Getting Started on Your Paved Road Journey

This transformation won’t happen overnight, but you can start today.

• Form a Coalition: Create a cross-functional team with members from platform engineering, development, and security to champion this new model.
• Identify the Biggest Potholes: Conduct interviews with developers. Where is the most friction? What security tasks are slowing them down the most? This will help you prioritize the first components of your paved road.
• Build Your First Stretch of Highway: Don’t try to build the entire platform at once. Start with a high-impact, high-visibility project. A “golden” CI/CD pipeline template that includes automated SAST and SCA scanning is often a great place to start.
• Market and Measure: Treat your platform as a product. Market it internally to development teams, highlighting the benefits of speed and reduced friction. Measure adoption rates and track the reduction in vulnerabilities found in production to demonstrate a clear return on investment.

Conclusion

For too long, security leaders have been forced to act like police chiefs, chasing down individual violations across a chaotic landscape. Platform engineering allows us to become city planners. We can design a modern, efficient, and secure metropolis where developers have the freedom to build amazing things, knowing that the infrastructure, the supply chains, and the emergency services are all designed to keep them safe by default.

It’s time to stop chasing developers. It’s time to build the road.

To further enhance your cloud security and implement Zero Trust, contact me on LinkedIn Profile or [email protected].
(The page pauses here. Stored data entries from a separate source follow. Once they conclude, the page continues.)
Issue #1898, opened 2022-07-18
The filter for checking the application count in Analytic page is not working as per specification


deepankar-sajwan:
**Describe the task**
The filter used to check the number of application received  between duration of days, does not include information of end date.

Please refer screenshot

The data available from july 11th  till July 18th
![image](https://user-images.githubusercontent.com/96309135/179502803-09bdb021-b4ed-45ce-8420-6ff8f080912e.png)

Selected  date  from july 11th  till July 16th
![image](https://user-images.githubusercontent.com/96309135/179502853-2bb90006-2625-4599-8c0f-f001bb9f26bd.png)

The data available from july 11th  till July 15th July
![image](https://user-images.githubusercontent.com/96309135/179502898-90437c5c-bc9b-49ef-bf55-3a97ca7fb527.png)

Data for 16th July is not available

**Expected behavior**
A clear and concise description of what needs to be done.

deepankar-sajwan:
The  issue is fixed please rere screenshot

![image](https://user-images.githubusercontent.com/96309135/180245577-f61b7b55-7e2d-4b53-898c-6193b87ea13d.png)

![image](https://user-images.githubusercontent.com/96309135/180245750-dd1d4d38-e5c9-4396-ae23-802050a67d78.png)

PR #1925, opened 2022-07-20
the-filter-for-application-count-is-not-working

negirishabh28:
Targets #1898 

### Description
The filter for checking the application count in Analytic page is not working as per specification

### Checklist:


P4NK4J (approved):
Looks good.

Issue #1836, opened 2022-07-13
Pagination in Project listing page


deepankar-sajwan:
**Describe the task**
As the number of projects increase the projects displayed in the project listing page will also increase. 
This result in slow page loading, as the number of records are huge. 

Refer screenshot for project listing page

![image](https://user-images.githubusercontent.com/96309135/178799360-4e37c6c8-343e-4cd2-b8f1-9dd7dd945804.png)

**Expected behavior**
Pagination should be applied in the project listing page, so that it results in faster page loading. Display 10 records in each page.

**References**
Specify any reference material / links

Abhishek25081999:
@deepankar-sajwan Sir as I have to paginate the inactive and haulted project pages but I'm unable to change the status of an active project into haulted or inactive project.

Abhishek25081999:
@deepankar-sajwan Sorry it's Halted project instead of Haulted.

PR #1930, opened 2022-07-21
Pagination in Project listing page

Abhishek25081999:
Targets #1836 

### Description
Pagination should be applied in the project listing page, so that it results in faster page loading. Display 10 records in each page.

### Checklist:

### DIFF
--- a/Modules/Project/Resources/views/index.blade.php
+++ b/Modules/Project/Resources/views/index.blade.php
@@ -109,5 +109,6 @@
             </tbody>
         </table>
     </div>
+    {{ $clients->links()}}
 </div>
 @endsection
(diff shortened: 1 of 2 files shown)


Modules/Project/Resources/views/index.blade.php
```diff
@@ -109,5 +109,6 @@
             </tbody>
         </table>
     </div>
+    {{ $clients->links()}}
```
P4NK4J, line 112: Why are we using this ?

P4NK4J (commented):
left a question, please check.

Modules/Project/Resources/views/index.blade.php
Abhishek25081999: sir, we are using this link to show the pagination, which is already set in config. file.

P4NK4J: Why we are using `$clients` for project listing pagination, can we make it `$project->links()` instead ?

P4NK4J (commented):
Left a suggestion, please check.

P4NK4J (approved):
Based on our offline conversation, I got to know that we are using client object to display 10 records of client and all the projects associated with that. Hence approving the PR.

Issue #1831, opened 2022-07-13
Bulk upload applications in HR jobs


P4NK4J:
**Is your feature request related to a problem? Please describe.**
Currently, we have an application mechanism in the portal for the website only. We would require functionality to upload the applications from an excel sheet.

**Describe the solution you'd like**
We can give a bulk upload feature, where the applications can be uploaded from an excel sheet. There is already an existing implementation created (start researching with this [route](https://github.com/ColoredCow/portal/blob/master/Modules/HR/Routes/web.php#:~:text=Route%3A%3Apost(%27/excel%2Dimport%27%2C%20%27ApplicantController%40importExcel%27)%2D%3Ename(%27hr.applications.excel%2Dimport%27)%3B)). We will start with tweaking the particular section.

**Dev process to follow:**
1. Figure out a way to run the current implementation, and see to which extent it is working
2. Once we get an idea of the code changes we need to do, create issues for fixing the uploading of applications, and what's working and what's not.  **BREAKING IT DOWN IS A MUST**
3. After the applications are created, and proper mapping is done in the database, we need to figure out the best way to upload the resume corresponding to each application. We do have an existing functionality that moves portal resumes to CC websites in WordPress. We need to check if moving the resumes to S3 would be the best option (yet to be researched)
4. Bulk uploaded applications will have channels specified (database structure would be completed after issue #1818  is resolved
5. Post bulk upload, we will also include a telephonic interview round in the evaluation
6. Extensive testing would be required whether the application is created as per the website flow.
7. Post this import functionality, we will implement a telephonic interview round for this

**You are not alone**
- Reach out for help on the portal hangout channel, to get help in understanding the workflow, breakdown of tasks 

**GitHub workflow**
It would be a huge functionality, hence we will do it in a feature branch
1. Create a `feature/bulk-import-applications` branch, this branch would be like the `master` branch of the portal.
9. Breakdown the bulk upload into different phases and each phase would have a PR which upon review will be merged into  `feature/bulk-import-applications`, the main branch would then be merged into master, once the functionality is completed.
10. We will create different issues for breakdown items.

Bahugunajii:
The issue stated above could be broken down into the following phases:
P1: Add an import excel button beside the `Add new application` button.
P2: On clicking the button, a modal should appear containing mandatory fields like `job` and `upload excel file` 
P3: Once the import is started, all applications should be mapped in the `hr_applications` table
[...]

PR #1934, opened 2022-07-21
Added a bulk applications upload feature

Bahugunajii:
### Targets
 #1831 

### Description
- A new feature is being added where one can upload applications in bulk from excel
- An additional round named "Telephonic Interview" is also being added
- Application Evaluation is also possible corresponding to this particular round

### Checklist:


P4NK4J (changes requested):
A couple of testing feedbacks
1. Update sample excel file for correct data format
2. MoveFilesToWordPress.php, we don’t need to call that when we are using bulk import
3. The following error appears when an application is directly moved from Resume Screening to Telephonic interview. It seems that it looks out for marks corresponding to round 1 as well.
image

Modules/HR/Http/Controllers/EvaluationController.php
```diff
@@ -180,10 +180,18 @@ public function update($applicationRoundId)
...
-        return Segment::whereHas('round')
-            ->orWhereNull('round_id')
+        $query = null;
+        if ($roundId === 14) {
+            $query = Segment::whereHas('round')
+            ->where('round_id', $roundId);
+        } else {
+            $query = Segment::whereHas('round')
+            ->where('round_id', '!=', 14);
+        }
```
P4NK4J, line 192: Let's not use round ID here, it may vary for different databases. Instead, can we check it with Round Name? Because Round Names can be updated from the database if are inconsistent, but ID will create issues with the other rows as well ?

Modules/HR/Resources/views/application/render-application-row.blade.php
```diff
@@ -53,79 +54,80 @@
...
+                    @endif
+                    <span>
+                        {{ $tag->name }}
 
-				@if($tag->slug == 'need-follow-up' && $attampt =
-				optional($application->latestApplicationRound->followUps)->count())
-				. attempt: {{$attampt}}
-				@endif
+                        @if ($tag->slug == 'need-follow-up' &&
+                            ($attampt = optional($application->latestApplicationRound->followUps)->count()))
```
P4NK4J, line 126: Let's rename this to $attempt

P4NK4J (changes requested):
Minor suggestions, else looks good.

Modules/HR/Config/config.php
```diff
@@ -3,7 +3,8 @@
 return [
     'name' => 'HR',
     'applicationEvaluation' => [
-        'cutoffScore' => 6,
+        'cutoffScore-resume-screening' => 6,
+        'cutoffScore-telephonic-interview' => 5,
```
GauravGusain98, line 7: Let's follow one convention only
```suggestion
        'cut-off-score-resume-screening' => 6,
        'cut-off-score-telephonic-interview' => 5,
```

Please fix this at other places as well

resources/views/hr/application/evaluation-form.blade.php
```diff
@@ -21,42 +21,51 @@
         </div>
     </div> --}}
     {{-- this depends on the application round. currently hard-coded for resume-screening --}}
-    <div class="evaluation-stage" id="evaluationStage1">
-        @include('hr::evaluation.evaluation-form.resume-screening.feeling')
+    @if ($applicationRound->hr_round_id == 14)
```
GauravGusain98, line 24: Lets not harcode the id of a round as it may change in future. Maybe you can use the round name instead

GauravGusain98 (changes requested):
Minor suggestions, else looks fine.

P4NK4J (approved):
Looks good.

GauravGusain98 (approved):
looks good

Issue #1940, opened 2022-07-21
Create functionality to store the content of the email  sent to client requesting for payment  realted to project work


deepankar-sajwan:
Finance department sent email realted to invoice to client in following scenario
Requesting payment for a project work, done by the company for the client

At present there is no implementation for storing  content sent to client, for scenario mentioned above.

Ayush8923:
This issue PR is merged. Closing it.

PR #1963, opened 2022-07-22
Feature/store emails in invoice mails table

amisha296:
Targets #1940 

### Description
I have stored invoices in the invoice_mails table for type invoice.

### Checklist:


Modules/Invoice/Entities/Invoice.php
```diff
@@ -200,4 +200,10 @@ public function confirmationMail()
         return $this->invoiceMail()->where('type', config('invoice.mail-type.payment-confirmation.slug'))
         ->first();
     }
+
+    public function invoiceOfInvoiceTypeMail()
```
P4NK4J, line 204: Can we rename it to `getInvoiceTypeMail` ? Currently, it seems like we are fetching an invoice from invoice type email, while with the function definition it seems to be fetching the Invoice email only

P4NK4J (commented):
Left a suggestion, please check.

GauravGusain98:
Merging in the base branch. Will review together

Issue #1953, opened 2022-07-22
Change color of total count text and icon


P4NK4J:
**Describe the task**
We need to change the color of the total count button and its icon. We need to match it with the same color as others

<img width="1307" alt="image" src="https://user-images.githubusercontent.com/35001775/180368708-d9033344-6765-40d7-b530-ecfff516fb9d.png">

deepankar-sajwan:
The task is complete please refer screenshot

![image](https://user-images.githubusercontent.com/96309135/180494178-378fa019-3d42-41f6-b6aa-c383ee738743.png)

PR #1965, opened 2022-07-22
Created a div to make all the text and icon color identical in the menu

viveknegi84:
Targets #1953 

### Description
Changes include creation of a new div for the hr menu so that all the text and icons in the menu are identical in color.

### DIFF
--- a/resources/views/hr/menu.blade.php
+++ b/resources/views/hr/menu.blade.php
@@ -1,3 +1,4 @@
+<div class ="hr-menu">
 <ul class="nav nav-pills">
     <li class="nav-item">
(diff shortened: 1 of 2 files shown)


resources/views/hr/menu.blade.php
```diff
@@ -1,3 +1,4 @@
+<div class ="hr-menu">
```
P4NK4J, line 1: Is it possible doing it with `text-color` class of bootstrap ? defining a similar class and then adding it to app.scss is an additional step. Please check if its possible to use text color class of bootstrap.

P4NK4J (commented):
left a comment, please check.

P4NK4J (approved):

Secure Platform Engineering FAQ:

• Does Platform Engineering mean taking away developer choice? Not at all. A well-designed platform provides a “paved road” of curated, secure tools, but it should also allow for “dirt paths” or exceptions when necessary. The goal is to make the secure and compliant path the path of least resistance, so developers choose it because it’s the easiest and fastest way to get to production.
• How is this different from a traditional “shared services” model? While there are similarities, platform engineering is product-centric. The platform is treated as an internal product with developers as its customers. The focus is on providing a seamless, self-service developer experience, not just a collection of siloed tools that teams are forced to use.
• What is the most critical first step in building a secure developer platform? The most critical first step is cultural: getting buy-in from both development and security leadership. Technologically, building a secure, reusable CI/CD pipeline template with integrated security scanning (SCA, SAST) is often the highest-impact starting point.
• How does this model change the role of a security engineer? The role shifts from being a “code cop” who reviews pull requests and flags vulnerabilities to being a “platform architect” who builds and maintains the secure services, guardrails, and automated checks that are consumed by all development teams. It’s a more scalable and strategic role.
• What is the relationship between a Platform Engineering approach and a modern SOC? They are two sides of the same coin. The secure platform provides high-fidelity, context-rich telemetry (e.g., from runtime sensors and the unified cloud asset graph) to the SOC. This allows the SOC to move away from chasing low-context, noisy alerts from a traditional SIEM and focus on detecting and responding to complex, real-world threats that target the cloud-native environment.